### [Material shown]
Issue #528, opened 2019-05-20
note/comment component


jaketrent:
Design (Web): https://www.figma.com/file/YsTklBecdddy9RZ3HXddIseD/PSDS-Web?node-id=2366%3A310 
Design (specced): https://www.figma.com/file/TbG4IGHd8th48OGQiQxYAwxb/DS-Note-Component

No nested comments

Todo:
- [x] Followup with devtective on their usage

jaketrent:
Triage: need design review

jaketrent:
For the design review:

```
## Note design review

- Called "note"?
- Avatar - just the one size?
- Clarify: Avatar and "Creator Name"/title always appear *together*?
- Message data type?
- Metadata:
  - data type?
  - limit on items?
- actionBar 
  - data type? 
  - Note.Action a la Card?
  - limit on actions?
- Edit state part of DS? Separate component?
  - Don't want to ship edit bits to read-only experiences
  - Perhaps separate EditNote component?

#### Proposed API

```
<Note 
  avatar={<Avatar name="Jake Trent" src="http://img.jpg" />}
  message={}
  metadata={[ , ]}
  actionBar={}
/>
```

- Avatar size overridden internally
- Avatar name drives the Note title
```

I plan on bringing this up in standup today.  I'm hoping this will speed up the conversation to fit in that mtg. cc @danethurber , @dborodyansky .

jaketrent:
Design review outcomes:
- Ask devtective if they need more than strings.
- Message *maybe* as children
- Metadata as in Card
- Metadata no limit in count
- actionBar as in Card, locked viz, etc
- 2 Actions max
- No edit case
- Explicit heading prop
- Semantics on heading={<h3>string only/name</h3>}, no link
- Build this for threaded convo that devtective is working on; mult teams in content tools plan to use
- Defer onClick on the whole region; no anchor/href support;

jaketrent:
- devtective - node, because multi-paragraphs, formatting over lines, workflow comments
- message={node} - Text.P x 1-n example
- margin from parent; first-child remove top margin; last-child remove bottom margin; rely on collapse to not double up spacing
- linkable - ask devtective, otherwise .x release when someone asks for it
- meta flex space handled like Card/Row, nowrap
- Divider in stack of notes follow css rules of Row, border is on top of each item (except for first)
- List semantics - 
<Note.List>
<Note />
<Note />
<Note />
</Note.List>
- TODO: Dmitry contact devtective

[...]

PR #543, opened 2019-06-04
Note

danethurber:
resolves: #528 

Outstanding tasks

- [x] metadata
- [x] actions/action menu
- [x] limit actions to 2
- [x] linkable avatar/name
- [x] linkable metadata
- [x] docs
- [x] override link style
- [x] metadata first item prominence
- [x] rethink selector patterns
- [x] update eslint to warn on missing extensions
- [x] add file extensions to imports
- [x] actionBarVisible prop and actions visible on hover


packages/note/src/react/index.js
```diff
@@ -0,0 +1,214 @@
+import * as glamor from 'glamor'
```
jaketrent: As we look forward to using ES modules in order to tree shake, I think we should start using named imports specifically where we are not "for sure going to use everything in this package".  This is because, as I understand it, if you `import * from`, nothing in that imported package can be tree-shaken.

I recently attempted this in datawell: https://github.com/pluralsight/design-system/blob/master/packages/datawell/src/react/index.js#L1

What do you think?

packages/prop-types/src/array-of-max-length.js
```diff
@@ -0,0 +1,45 @@
+import PropTypes from 'prop-types'
+
+import PropTypeError from './prop-type-error'
+import { createChainableTypeChecker, getCircularReplacer } from './utils'
+
+export default function arrayOfMaxLength(
```
jaketrent: This is the right solution.  But given the other issue that we've observed, where proptype code isn't being removed from builds (eg, elementOfType), this is a lot of code for validating proptypes, when we could just use `Array.slice` to limit what's displayed.  So, I'm not sure what's best at the moment, considering the bundle size tension here.  Thoughts?

packages/prop-types/src/array-of-max-length.js
```diff
@@ -0,0 +1,45 @@
+import PropTypes from 'prop-types'
+
+import PropTypeError from './prop-type-error'
+import { createChainableTypeChecker, getCircularReplacer } from './utils'
```
jaketrent: add file ext. here and a few other places in the pr.   ...not sure if I should mark them all.  is it noise or helpful.  What do you think?

packages/datawell/src/css/index.js
```diff
@@ -5,9 +5,7 @@ export default {
   '.psds-datawell': {
     borderLeft: `1px solid ${core.colors.gray03}`,
     minHeight: '104px',
-    padding: `0 ${core.layout.spacingMedium} ${core.layout.spacingMedium} ${
-      core.layout.spacingLarge
-    }`
+    padding: `0 ${core.layout.spacingMedium} ${core.layout.spacingMedium} ${core.layout.spacingLarge}`
```
jaketrent: I think that even small things like formatting should be kept out of a PR if it's for an unrelated thing.  It becomes noise.  And we shouldn't need to test the other thing with our eyes in a code review or by running code to make sure in the context of a PR.  Nbd, but I think it would be helpful.

packages/note/src/css/index.js
```diff
@@ -0,0 +1,129 @@
...
+  margin: 0,
+  overflow: 'visible',
+  padding: 0,
+  width: 'auto',
+
+  MozOsxFontSmoothing: 'inherit',
+  WebkitAppearance: 'none',
+  WebkitFontSmoothing: 'inherit',
+
+  '&::-moz-focus-inner': {
```
jaketrent: fancy!  Do we need all these special bits lines 15-21?  If so, how did you discover that we did?

packages/note/src/css/index.js
```diff
@@ -0,0 +1,129 @@
...
+  },
+
+  '.psds-note': {
+    alignItems: 'flex-start',
+    display: 'flex',
+    fontWeight: core.type.fontWeightMedium,
+    lineHeight: core.type.lineHeightStandard,
+    padding: `${core.layout.spacingLarge} ${core.layout.spacingMedium}`,
+
+    'li &': { borderTop: `1px solid ${core.colors.gray03}` },
```
jaketrent: I think this is a first for... goodness, what is this kind of selector called...  the "when I'm a child of a particular parent" selector :)... anyway, we have traditionally tried to be very limited on nesting that we were willing to do.  Is this new type of nesting one we want to put in-bounds generally?  Or in the particular case, do we want to make an exception?  

The alternative is something like a top-level `.psds-note__list-item .psds-note`, right?

packages/note/src/css/index.js
```diff
@@ -0,0 +1,129 @@
...
+  },
+  [`.psds-note.psds-theme--${themeNames.light}`]: {
+    borderColor: core.colors.gray01
+  },
+
+  '.psds-note__action-bar': {
+    color: core.colors.gray02,
+    display: 'flex',
+
+    'div + &': { marginLeft: core.layout.spacingMedium }
```
jaketrent: Part of why I wonder about this nesting type is that I have a hard timing diving its meaning.  

Does this mean "When an actionBar is sibling to a metadatum?"  It took me a running around in the react code to see html hierarchy and tagNames to figure that out, if it's even correct. :)

The alternative would be something like `.psds-note__metadata + .psds-note__action-bar`, right?

What are your thoughts on the readability?

packages/note/src/css/index.js
```diff
@@ -0,0 +1,129 @@
...
+  },
+
+  '.psds-note__action': {
+    ...resetButton,
+    cursor: 'pointer',
+    fontSize: core.type.fontSizeXSmall,
+    transition: `all ${core.motion.speedNormal}`,
+
+    '&:hover, &:active': { color: core.colors.white },
+    '& + &': { marginLeft: core.layout.spacingSmall }
```
jaketrent: For some reason, this is the easiest of all of these nested selectors to read because `&` occupies both the first and second position, making it easy to discern as a "2nd and onward sibling" selector.

packages/note/src/react/__specs__/index.spec.js
```diff
@@ -0,0 +1,31 @@
...
+    expect(getByTestId('the-message')).toBeInTheDocument()
+  })
+
+  it('renders metadata', () => {
+    const { container } = render(
+      <Note message={'message'} metadata={['meta1', 'meta2']} />
+    )
+
+    expect(container).toHaveTextContent('meta1')
+    expect(container).toHaveTextContent('meta2')
```
jaketrent: I like these general render tests.  Probably because in the latest Tab commits I disabled storyshots, leaving it with essentially no tests.

Either we need to get hooks working correctly and reliably in storybook or move to tests more like this to compliment the storybook viz dev env.

packages/note/src/react/__stories__/index.story.js
```diff
@@ -0,0 +1,185 @@
...
+    <NoteWithDefaults
+      actionBar={[
+        <Note.Action icon={<Icon id={Icon.ids.bookmark} />} title="Bookmark" />,
+        <Note.Action icon={<Icon id={Icon.ids.more} />} title="More" />
+      ]}
+    />
+  ))
+  .add('with long heading', _ => (
+    <NoteWithDefaults
+      heading="This is probably the greatest thing that's ever happened in my life"
```
jaketrent: What happens when the heading gets longer than 2 lines?

packages/note/src/react/__stories__/index.story.js
```diff
@@ -0,0 +1,185 @@
...
+          </Text.P>
+        </React.Fragment>
+      }
+    />
+  ))
+
+storiesOf('Note/metadata', module)
+  .addDecorator(fn => <ConstrainWidth>{fn()}</ConstrainWidth>)
+  .add('with long strings', _ => (
+    <NoteWithDefaults metadata={longStringsMetaData} />
```
jaketrent: The Design Review guidance is very terse:

```
Meta flex space handled like Card/Row
```

We did mention in verbally in the review, but the 1st meta data should be given twice the flex space as it's likely the most important.

packages/note/src/react/index.js
```diff
@@ -0,0 +1,214 @@
...
+  </button>
+))
+
+Action.displayName = 'Note.Action'
+Action.propTypes = {
+  icon: elementOfType(Icon).isRequired,
+  title: PropTypes.string.isRequired
+}
+
+function AvatarLink(props) {
```
jaketrent: What was the design thought around making a specialized `Note.AvatarLink` but not an equivalent `Note.TextLink` for the header or meta data (a la Card/Row), instead relying on them using the `<Link/>` package tag?  

Or did I misread what the design even is? :)

packages/note/src/react/index.js
```diff
@@ -0,0 +1,214 @@
...
+AvatarLink.propTypes = {
+  children: PropTypes.shape({
+    type: PropTypes.oneOf(['a']),
+    props: PropTypes.shape({
+      children: elementOfType(Avatar).isRequired
+    }).isRequired
+  }).isRequired
+}
+
+function Aside(props) {
```
jaketrent: Loving the consistent function style.

packages/note/src/react/index.js
```diff
@@ -0,0 +1,214 @@
...
+
+import css from '../css/index.js'
+
+const styles = {
+  note: (themeName, props) =>
+    glamor.compose(
+      glamor.css(css['.psds-note']),
+      glamor.css(css[`.psds-note.psds-theme--${themeName}`])
+    ),
+
```
jaketrent: Kind of an interesting order, with note up top separated by a newline.  It leaves me curious as to the meaning of the ordering... 🤔

packages/note/src/react/index.js
```diff
@@ -0,0 +1,214 @@
...
+  actionBar: themeName =>
```
jaketrent: A bit of a change here, with the styles functions not taking "props", instead just `themeName` as a single string.  What was your thought there?

Oh, I'm just seeing the `note: (themeName, props) =>` signature above, also different.

packages/site/pages/components/note.js
```diff
@@ -0,0 +1,240 @@
...
+    message={(
+      <p>Clothes make the man. Naked people have little or no influence on society.</p>
+    )}
+  />
+</Note.List>
+`
+        ]}
+      />
+    </Content>
+  </Chrome>
```
jaketrent: Getting a few errors in-browser on this page:

```
warning.js?3119d7c:33 Warning: Failed prop type: Invalid prop `avatar` supplied to `Note`.
    in Note
    in ReactExample (at note.js?entry:103)
  


warning.js?3119d7c:33 Warning: Failed prop type: Invalid prop `children.props.children` of element type `Avatar` supplied to AvatarLink, expected element of type `Avatar`
    in AvatarLink
    in ReactExample (at note.js?entry:121)
   


warning.js?3119d7c:33 Warning: Failed prop type: Invalid prop `icon` of element type `Icon` supplied to Note.Action, expected element of type `Icon`
    in Note.Action
    in ReactExample (at note.js?entry:159)
```

packages/site/pages/components/note.js
```diff
@@ -0,0 +1,240 @@
...
+))
```
jaketrent: Even more mysterious, when I refresh the `/components/note` page, I get nextjs not rendering, but giving this:

```
(0 , _psDesignSystemPropTypes.arrayOfMaxLength) is not a function
TypeError: (0 , _psDesignSystemPropTypes.arrayOfMaxLength) is not a function
    at Object.<anonymous> (/Users/jaketrent/dev/design-system/packages/note/dist/react/index.js:261:60)
    at Module._compile (internal/modules/cjs/loader.js:723:30)
    at Module._compile (/Users/jaketrent/dev/design-system/node_modules/source-map-support/source-map-support.js:492:25)
    at Object.Module._extensions..js (internal/modules/cjs/loader.js:734:10)
    at Module.load (internal/modules/cjs/loader.js:620:32)
    at tryModuleLoad (internal/modules/cjs/loader.js:560:12)
    at Function.Module._load (internal/modules/cjs/loader.js:552:3)
    at Module.require (internal/modules/cjs/loader.js:659:17)
    at require (internal/modules/cjs/helpers.js:22:18)
    at Object.<anonymous> (/Users/jaketrent/dev/design-system/packages/note/react.js:1:18)
```

packages/datawell/src/css/index.js
danethurber: yeah i agree. i'm unsure why this got changed...maybe my new editor setup isn't working as expected - will investigate

packages/note/src/css/index.js
danethurber: i pulled these styles over from prism...which probably got it from an article somewhere 😄 

i'll look at see what the current state of webkit/moz is and if there are no longer needed

packages/note/src/css/index.js
```diff
@@ -0,0 +1,129 @@
...
+export default {
+  '.psds-note__list': {
+    listStyle: 'none',
+    marginLeft: 0
+  },
+
+  '.psds-note': {
+    alignItems: 'flex-start',
+    display: 'flex',
+    fontWeight: core.type.fontWeightMedium,
```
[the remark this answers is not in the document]
danethurber: good catch - i'll fix

packages/note/src/css/index.js
danethurber: yes i do think i could make these selectors more readable - i'll see what i can come up with

packages/note/src/react/__specs__/index.spec.js
danethurber: i haven't had issues with storybook yet...but i know that enzyme doesn't support hooks yet which could be an issue. hopefully we can just continue to use storyshots 🤞

packages/note/src/react/__stories__/index.story.js
```diff
@@ -0,0 +1,185 @@
...
+            <Avatar name="Bob Ross" src="//picsum.photos/128" />
+          </a>
+        </Note.AvatarLink>
+      }
+    />
+  ))
+  .add('with linked heading', _ => (
+    <NoteWithDefaults
+      heading={
+        <p>
```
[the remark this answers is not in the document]
danethurber: i felt that the `a` should be wrap in a `p` tag. it seemed more semantic

packages/note/src/react/__stories__/index.story.js
danethurber: ok cool - i missed that but will update

packages/note/src/react/__stories__/index.story.js
danethurber: currently it just wraps

packages/note/src/react/index.js
danethurber: i'm ok with that going forward 👍

packages/note/src/react/index.js
danethurber: i don't think there was a reasoning behind it. just an oversite.

packages/note/src/react/index.js
danethurber: now that themeName isn't coming from props but from `useContent` is seemed better to pass it to the styles separate from `props`. i opted for doing `themeName` as the first arg and `props` as the second

packages/note/src/react/index.js
danethurber: `AvatarLink` was necessary for setting the avatar size...where a `TextLink` component wouldn't do anything differently than just the normal `Link`

packages/prop-types/src/array-of-max-length.js
danethurber: i'll go through and search/destroy

danethurber: i need to see if we can update eslint to warn me about this...cause i never remember

packages/prop-types/src/array-of-max-length.js
danethurber: oh i wasn't aware that the code isn't be eliminated. i thought about using slice but the consumer of the component would just see something different than expected(ie only two items)...i feel like a warning is more useful/actionable

packages/site/pages/components/note.js
```diff
@@ -0,0 +1,240 @@
...
+            ]),
+            PropTypes.row([
+              'avatar',
+              <span>
+                <code>Avatar</code>
+                {' | '}
+                <code>Note.AvatarLink</code>
+              </span>,
+              null,
+              null
```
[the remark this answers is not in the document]
danethurber: oh yeah - i planned to do that and totally spaced 😬

packages/site/pages/components/note.js
danethurber: **fixed**. i'm seeing that the react team doesn't like this type of prop checker - it implies inheritance and is less flexible. however since we use cloneElement and the children have to be of a specific type i don't know what the alternative is

.eslintrc.js
```diff
@@ -21,6 +21,7 @@ module.exports = {
     'jest/globals': true
   },
   rules: {
+    'import/extensions': [WARNING, 'always', { ignorePackages: true }],
```
danethurber: i thought we could start with warnings on missing file extensions...but maybe we should go all the way to error? thoughts?

jaketrent: Yeah, I like warnings.

danethurber:
thanks @jaketrent. i get what you're saying now..and yes those where simple changes 👍

packages/note/src/react/index.js
```diff
@@ -0,0 +1,224 @@
...
+    </span>
+  )
+}
+
+Note.Action = Action
+Note.AvatarLink = AvatarLink
+Note.List = NoteList
+
+Note.propTypes = {
+  actionBar: arrayOfMaxLength(2, PropTypes.node),
```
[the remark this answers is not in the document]
dborodyansky: Yes, visible or on hover, like the card/row

packages/note/src/react/use-hover.js
```diff
@@ -0,0 +1,28 @@
+import { useEffect, useRef, useState } from 'react'
+
+export default function useHover() {
+  const [isHovered, setIsHovered] = useState(false)
+  const ref = useRef(null)
```
jaketrent: nit: null is not required here

packages/note/src/react/use-hover.js
```diff
@@ -0,0 +1,28 @@
...
+  const handleMouseOver = () => setIsHovered(true)
+  const handleMouseOut = () => setIsHovered(false)
+
+  useEffect(
+    function setup() {
+      const node = ref.current
+
+      if (!node) return
+
+      node.addEventListener('mouseover', handleMouseOver)
```
jaketrent: This is an interesting approach.  Seems like the more react approach would be to avoid refs entirely (since they're just an escape hatch to the dom) and instead use normal event handlers as props (ie, `onMouseOver`, etc). 

What do you think?

packages/note/src/react/__stories__/index.story.js
```diff
@@ -20,6 +20,7 @@ const ConstrainWidth = props => <div {...props} style={{ maxWidth: '420px' }} />
 
 const NoteWithDefaults = props => <Note {...props} />
 NoteWithDefaults.defaultProps = {
+  actionBarVisible: true,
```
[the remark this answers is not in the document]
danethurber: it was me. this is for the stories not the actual implementation. confusing enough?

packages/note/src/css/index.js
```diff
@@ -47,11 +47,16 @@ export default {
   '.psds-note__action-bar': {
     color: core.colors.gray02,
     display: 'flex',
-    marginLeft: 'auto'
+    marginLeft: 'auto',
+    opacity: 0,
+    transition: `opacity ${core.motion.speedNormal}`
```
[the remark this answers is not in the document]
danethurber: will do. i'll update card as well

packages/note/src/react/use-hover.js
danethurber: yeah that makes sense. this hook could be shared but that seems overly complicated and not actually what we need. i'm in a hook all the things mode...i need to step back and think sometimes 😉

packages/note/src/react/__stories__/index.story.js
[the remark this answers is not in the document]
jaketrent: oh, lol, I see it now.  Thanks

packages/note/src/react/__specs__/index.spec.js
```diff
@@ -28,4 +28,30 @@ describe('Note', () => {
     expect(container).toHaveTextContent('meta1')
     expect(container).toHaveTextContent('meta2')
   })
+
+  it('supports onMouseOver prop', async () => {
```
jaketrent: nice tests!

### [Task]
Throughout the material above, find every line holding "your" and copy it.

### [Answer to this task]
What are your thoughts on the readability?
jaketrent: A bit of a change here, with the styles functions not taking "props", instead just `themeName` as a single string.  What was your thought there?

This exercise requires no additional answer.